*** RECORDS PROVIDED ***

PR #77, opened 2026-03-06
Integration with parser backend

jgonggrijp:
This branch continues and supersedes the work in #51. Merging this PR will also merge #51 as a side effect.

The changes in this branch depend on https://github.com/CentreForDigitalHumanities/langpro-container/pull/4. The langpro-container is added as a git submodule.

As discussed last Tuesday with @XanderVertegaal and @kovvalsky, the container has been slightly adapted to also respond with JSONified nltk.Tree-ified proofs in non-raw mode. The JSONified nltk.Trees lack labeling of tree components; all structure beyond basic subtree nesting is implicitly encoded in the string label of each node. We will initially work with the raw node labels without parsing them, which in some places may require simplifying the visualizations. As further discussed with @XanderVertegaal, this branch does not yet attempt to actually render these data, but merely ensures that an actual request is made to the container and that its response is delivered to the right components.

The `frontend/src/app/tree.ts` and all modules under `frontend/src/app/annotate/parse-tree`, which were added in #51, are now effectively dead code and should be removed eventually. You can safely ignore them in review.

I have not made any effort yet to pipe the response to the proof tableau components; I will do this in a follow-up branch.

Please review this in whatever way makes the most sense to you. I will comment on a few details in advance.


frontend/src/app/annotate/annotation-parse-results/annotation-parse-results.component.ts
```diff
@@ -11,6 +13,19 @@ import { NgbAccordionModule } from "@ng-bootstrap/ng-bootstrap";
     templateUrl: "./annotation-parse-results.component.html",
     styleUrl: "./annotation-parse-results.component.scss",
 })
-export class AnnotationParseResultsComponent {
-    public readonly parseResults = mockResult;
+export class AnnotationParseResultsComponent implements OnInit {
+    private destroyRef = inject(DestroyRef);
+    private parseService = inject(ParseService);
+
+    public parseResults = mockResult;
```
jgonggrijp, line 20: I left the initialization with the `mockResult` for now, because it provides a simple visual confirmation that the response from the container is actually fed to this component. When you press the "Parse and prove" button, the parse tables disappear (with a delay because the response arrives with a delay). This is because the CCG trees are in a format that the component has not been adapted to yet.

frontend/src/app/annotate/annotation-parse-results/annotation-parse-results.component.ts
```diff
@@ -11,6 +13,19 @@ import { NgbAccordionModule } from "@ng-bootstrap/ng-bootstrap";
...
+
+    ngOnInit(): void {
+        // Subscription needed to ensure a request is actually made.
+        this.parseService.parse$
+            .pipe(takeUntilDestroyed(this.destroyRef))
+            .subscribe((response) => {
+                console.log("Parse response:", response);
+                this.parseResults = response.data.ccg_trees;
+            });
```
jgonggrijp, line 29: It would probably be better to do something like

```suggestion
        this.parseResults$ = this.parseService.parse$
            .pipe(takeUntilDestroyed(this.destroyRef))
            .pipe(map((response) => response.data.ccg_trees));
```

and then write `@let parseResults = parseResults$ | async` in the template. I leave this up to you, when you adapt the component to the actual format of the data.

frontend/src/app/annotate/annotation-parse-results/annotation-parse-results.component.ts
```diff
@@ -1,5 +1,7 @@
-import { Component } from "@angular/core";
+import { Component, DestroyRef, inject, OnInit } from "@angular/core";
+import { takeUntilDestroyed } from "@angular/core/rxjs-interop";
 import { mockResult } from "./mockParseResult";
+import { ParseResponse, ParseService } from "@/services/parse.service";
```
XanderVertegaal: Unused import.
```suggestion
import { ParseService } from "@/services/parse.service";
```

frontend/src/app/annotate/annotate.component.ts
```diff
@@ -1,7 +1,7 @@
 import { Component, DestroyRef, inject, OnInit } from "@angular/core";
 import { AnnotationMenuComponent } from "./annotation-menu/annotation-menu.component";
 import { NavigatorComponent } from "./navigator/navigator.component";
-import { AnnotationInputComponent } from "./annotation-input/annotation-input.component";
+import { AnnotationInputComponent, ParseInput } from "./annotation-input/annotation-input.component";
```
XanderVertegaal:
```suggestion
import { AnnotationInputComponent } from "./annotation-input/annotation-input.component";
```

frontend/src/app/services/parse.service.ts
```diff
@@ -3,6 +3,8 @@ import { inject, Injectable } from '@angular/core';
 import { Subject, switchMap, catchError, of } from 'rxjs';
 import { ParseInput } from '@/annotate/annotation-input/annotation-input.component';
 
+export type ParseResponse = any;
```
XanderVertegaal, line 6: I assume that this is a placeholder for when we actually define the expected output from the parser (in a future PR).

frontend/package.json
```diff
@@ -37,6 +37,7 @@
     "colors": "^1.4.0",
     "express": "^4.18.2",
     "rxjs": "~7.8.0",
+    "svg-pan-zoom": "bumbu/svg-pan-zoom",
```
XanderVertegaal, line 40: Is there a reason to refer to the Git repo instead of the NPM registry (with e.g. `"svg-pan-zoom": "^3.6.2"`) for this package?

XanderVertegaal: Ah, I should actually be asking @bbonf about this, I think :)

.gitmodules
```diff
@@ -0,0 +1,3 @@
+[submodule "langpro-container"]
+	path = langpro-container
+	url = git@github.com:CentreForDigitalHumanities/langpro-container.git
```
XanderVertegaal: The SSH approach did not work with me. (I got permission errors with my public key.) Using HTTPS as follows fixed the issue.

```
	url = https://github.com/CentreForDigitalHumanities/langpro-container.git
```

Should I look into fixing my SSH public key, or can we adopt HTTPS?

XanderVertegaal (approved):
The code looks fine, and I'm happy you got everything going!

Locally, I'm running into `ModuleNotFoundErrors`, but I will contact you separate about this. I suspect this has to do with my local setup, not with the code changes proposed in this PR.

.gitmodules
jgonggrijp: I think you need to ask @tymees for help. If I'm right, the repository now belongs to our team. I'm able to sync using SSH so in theory, so should you.

frontend/src/app/services/parse.service.ts
jgonggrijp: This is what @bbonf originally wrote. I made the same assumption as you did.

.gitmodules
jgonggrijp: Actually, I now realize that the SSH URL might lead to problems in CI and deployment. I'll change it to https.

jgonggrijp: @XanderVertegaal If you actually have problems with your SSH key, I of course still recommend that you address those. SSH is easier for syncing because you don't need to reauthenticate periodically.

*** End of RECORDS PROVIDED ***

-- EXERCISE OBJECTIVE --
Review the preceding data and report every line that includes the string "AnnotationInputComponent".

-- TASK ANSWER --
-import { AnnotationInputComponent } from "./annotation-input/annotation-input.component";
+import { AnnotationInputComponent, ParseInput } from "./annotation-input/annotation-input.component";
import { AnnotationInputComponent } from "./annotation-input/annotation-input.component";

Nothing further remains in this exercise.